Everything appears to be set up properly to me. I don't know why you're getting a command not found error when trying to run samtools index within the pipeline. I would try to run that command before running the nextflow pipeline to make the transcriptome.fa.fai file and see if you can move on to the next step in the pipeline.
Hi, @tleonardi and @lmulroney! Thank you for providing a great tool!
It is my first time using nanocompore. I got several questions after running nanocompore. I would really appreciate it if you could give me answers to those questions.

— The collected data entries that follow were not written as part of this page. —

PR #211, opened 2022-01-26
dockerclient.ClientExecutor.Stages(): commit base stages

### LINKED ISSUE #209: ENV does not inherit through multiple layers
Given the following test case:
``` Dockerfile
FROM registry.redhat.io/ubi8:latest AS base
ENV FOO=foo
RUN echo FOO=$FOO

FROM base AS devel
ENV BAR=bar
RUN echo FOO=$FOO BAR=$BAR

FROM devel AS devel2
RUN echo FOO=$FOO BAR=$BAR

FROM devel2 AS devel3
RUN echo FOO=$FOO BAR=$BAR
```
With both docker and podman, the variables persist through multiple layers of inheritance:
```
$ podman build -f Dockerfile.test .
[1/4] STEP 1/3: FROM registry.redhat.io/ubi8:latest AS base
[1/4] STEP 2/3: ENV FOO=foo
--> Using cache 517c793b4782c1d4119961ab8b3644cb2318f44bb666ffa085de1cf0be25f059
--> 517c793b478
[1/4] STEP 3/3: RUN echo FOO=$FOO
--> Using cache 13e4677bfaaf33b4fb2ca4232d99f2d65975145db458126cfef2274679ab0719
--> 13e4677bfaa
[2/4] STEP 1/3: FROM 13e4677bfaaf33b4fb2ca4232d99f2d65975145db458126cfef2274679ab0719 AS devel
[2/4] STEP 2/3: ENV BAR=bar
--> Using cache ae024ad2983b8e2fe9cb49cafa798cdca656635a646f04ea716aaa597c794a81
--> ae024ad2983
[2/4] STEP 3/3: RUN echo FOO=$FOO BAR=$BAR
--> Using cache 92a4f207c8fbe090b828b397a0b50738950f71e8d3e9884a4a27a961d917afa5
--> 92a4f207c8f
[3/4] STEP 1/2: FROM 92a4f207c8fbe090b828b397a0b50738950f71e8d3e9884a4a27a961d917afa5 AS devel2
[3/4] STEP 2/2: RUN echo FOO=$FOO BAR=$BAR
FOO=foo BAR=bar
--> f542605d956
[4/4] STEP 1/2: FROM f542605d956a5ccc92578c3a03a45c4b58d36405f195eff6d31667ee75a197f8 AS devel3
[4/4] STEP 2/2: RUN echo FOO=$FOO BAR=$BAR
FOO=foo BAR=bar
[4/4] COMMIT
--> ad65536fb76
ad65536fb76248a3a45fd21478ec23b37d532b225846bc4d009d93b07fa3f149
```
However, with imagebuilder, the variables do not persist through more than one layer of inheritance:
```
--> FROM registry.redhat.io/ubi8:latest as base
--> ENV FOO=foo
--> RUN echo FOO=$FOO
FOO=foo
--> FROM base as devel
--> ENV BAR=bar
--> RUN echo FOO=$FOO BAR=$BAR
FOO=foo BAR=bar
--> FROM devel as devel2
--> RUN echo FOO=$FOO BAR=$BAR
FOO= BAR=bar
--> FROM devel2 as devel3
--> RUN echo FOO=$FOO BAR=$BAR
FOO= BAR=
--> Committing changes ...
--> Done
```
The real-world case where I saw this is [quay](https://github.com/quay/quay/blob/master/Dockerfile), where variables set in base do not make it through to `build-python` (where `build` is the intermediate layer between them).

nalind:
When we attempt to use the result of a previous stage as a base image for a later stage, instead of just continuing to use the previous stage's container, commit the previous stage's container to create an image which we'll then use to create a new container for use in the stage.

Builds which looked like this:
```Dockerfile
  FROM $ExternalBaseImage AS commonBase
  (install general updates)
  FROM commonBase AS builder
  (install build tooling and compile code)
  FROM commonBase AS final
  (copy compiled code from "builder" stage)
```
would otherwise end up producing an image from its final stage which contained all of the changes made in the middle stage, which is not compatible with what `docker build` does.

Note that `dockerclient.ClientExecutor.Build()` now saves the committed image's ID in its new `Committed.ID` field rather than the `Image.ID` field, which previously either contained either the ID of a base image or of the committed image.

Fixes #209.

### DIFF
--- a/dockerclient/client.go
+++ b/dockerclient/client.go
@@ -100,6 +100,9 @@ type ClientExecutor struct {
 	// as a base for this build. Otherwise the FROM value from the
 	// Dockerfile is read (will be pulled if not locally present).
 	Image *docker.Image
+	// Committed is optional and is used to track a temporary image, if one
+	// was created, that was based on the container as its stage ended.
+	Committed *docker.Image
 
 	// AuthFn will handle authenticating any docker pulls if Image
 	// is set to nil.
@@ -170,6 +173,7 @@ func (e *ClientExecutor) WithName(name string, position int) *ClientExecutor {
 	copied.Deferred = nil
 	copied.Image = nil
 	copied.Volumes = nil
+	copied.Committed = nil
 
 	child := &copied
 	e.Named[name] = child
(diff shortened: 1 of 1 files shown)


rhatdan:
LGTM
@flouthoc PTAL

flouthoc (approved):
LGTM

dockerclient/client.go
```diff
@@ -437,7 +464,7 @@ func (e *ClientExecutor) Commit(b *imagebuilder.Builder) error {
 		return fmt.Errorf("unable to commit build container: %v", err)
 	}
 
-	e.Image = image
```
flouthoc, line 440: @nalind Is this a breaking change for library users ? Custom code which is relying on `ClientExecutor.Image` would now get a `nil` or incorrect value cause we are moving committed image to `ClientExecutor.Committed` 

Just a small concern although I doubt if anybody is going to be using `ClientExecutor` directly.

flouthoc:
Just one doubt in above comment otherwise LGTM.

dockerclient/client.go
nalind: It would, but since there was no indication of whether or not `ClientExecutor.Image` referred to the base image, or the committed image (the caller had to keep track of whether it had committed an image or not), it wasn't ideal.  The only library consumer I know of is the release-3.11 branch of OpenShift Origin, and it doesn't reference this field.

flouthoc: @nalind That makes sense.

flouthoc:
LGTM

TomSweeneyRedHat:
LGTM
and happy green test buttons.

Question 1) I wonder if you have any demo data provided for testing if I installed nanocompore eventalign_collapse and nanocompore correctly. I downloaded NanopolishComp data and tried to run nanocompore eventalign_collapse with nanopolishComp/tests/data/nanopolish_reads_samples.tsv. I wanted to check the result of eventalign_collapse with nanopolishComp/tests/output/collapsed_nanopolish.tsv. However, I got an error as follows.
The reason for this error is there's no read_name column in the header of input file. So I tried to run nanopolish to get the file with read_name. However, according to the nanocompore manual, I need sequencing_summary.txt.
Question 2) I know nanopolish index can be run without sequencing summary file but is this essential for nanocompore? Question 3) Also, if I provide it in running nanopolish index, would it make read_name column?
Question 4) I want to reproduce nanocompre data. I saw there are several data (MOLM13, synthetic oligos, yeast) deposited in ENA. Where is the output of those data (m6a site)? I really appreciate your help!